MURAD: A Large-Scale Multi-Domain Unified Reverse Arabic Dictionary Dataset
Serry Sibaee, Yasser Alhabashi, Nadia Sibai, Yara Farouk, Adel Ammar, Sawsan AlHalawani, Wadii Boulila
TL;DR
The paper addresses the lack of large-scale, multi-domain Arabic lexical resources linking words to formal definitions. It introduces MURAD, a large open reverse Arabic dictionary with 96,243 word-definition triplets drawn from 17 sources across Islamic, linguistic, and scientific domains. A hybrid OCR-and-NLP pipeline (including Mistral OCR and GPT-4o) is used to extract, normalize, and structure definitions according to eight lexicographic standards, ensuring high-quality, reusable data. The dataset enables reverse dictionary modeling, semantic retrieval, definition generation, and embedding evaluation, and it is released with complete processing pipelines and open-source code to support reproducible research in Arabic lexical semantics.
Abstract
Arabic is a linguistically and culturally rich language with a vast vocabulary that spans scientific, religious, and literary domains. Yet, large-scale lexical datasets linking Arabic words to precise definitions remain limited. We present MURAD (Multi-domain Unified Reverse Arabic Dictionary), an open lexical dataset with 96,243 word-definition pairs. The data come from trusted reference works and educational sources.
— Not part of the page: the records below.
PR #910, opened 2025-05-10
Fixes OpenDSSC installation: correct find condition and add to linker path

leonardocarreras:
The OpenDSCC installs in a non-usual path. 

The current check with find will always install because is not looking into the path where it gets installed.

The symbols needed are not found by the linker, so this is added.

image

### DIFF
--- a/packaging/deps.sh
+++ b/packaging/deps.sh
@@ -484,7 +484,7 @@ if ! pkg-config "libmodbus >= 3.1.0" && \
     popd
 fi
 
-if ! find /usr/{local/,}{lib,bin} -name "libOpenDSSC.so" | grep -q . &&
+if ! find /usr/local/ -name "libOpenDSSC.so" | grep -q . &&
     should_build "opendss" "For opendss node-type"; then
     git svn clone -r 4020:4020 https://svn.code.sf.net/p/electricdss/code/trunk/VersionC OpenDSS-C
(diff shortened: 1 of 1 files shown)


stv0g:
Hi @leonardocarreras,

I think this should already have been resolved by this change which I merged a few days ago:
https://github.com/VILLASframework/node/commit/8bc1fe2a1fa7b5baa94e7ce5f9f16ce0032370ed#diff-49cac9549226aeff7ab6461609d9afc6d8bec062d76414c79007b101d5c2eda6R68

I am not a big fan of modifying the linker search path in `deps.sh`, since this is mixing up concerns:
https://github.com/VILLASframework/node/pull/910/files#diff-3702afcced7ceb56a7ccf7ebb5f0cfd309d51c83ba2cc77786507b02635eb291R506

A better solution, would be to add some more patches to install the library in the correct location. Like we already do here with other patches for OpenDSSC:
https://github.com/VILLASframework/node/blob/366df989cd2dfa1ffadad6c9076cf49595c320bc/packaging/deps.sh#L492

leonardocarreras:
Hi @stv0g! I understand your point, what happens is that when just installing villas dependencies with the script in your own machine or in a container, you do not realize that there is a problem until later (in my experience villas compiles, but does have a runtime problem)... I will then keep doing the same in the container for dpsim that uses villas...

Extraction used a hybrid pipeline integrating direct text parsing, optical character recognition, and automated reconstruction. This ensures accuracy and clarity. Each record aligns a target word with its standardized Arabic definition and metadata that identifies the source domain. The dataset covers terms from linguistics, Islamic studies, mathematics, physics, psychology, and engineering. It supports computational linguistics and lexicographic research. Applications include reverse dictionary modeling, semantic retrieval, and educational tools. By releasing this resource, we aim to advance Arabic natural language processing and promote reproducible research on Arabic lexical semantics.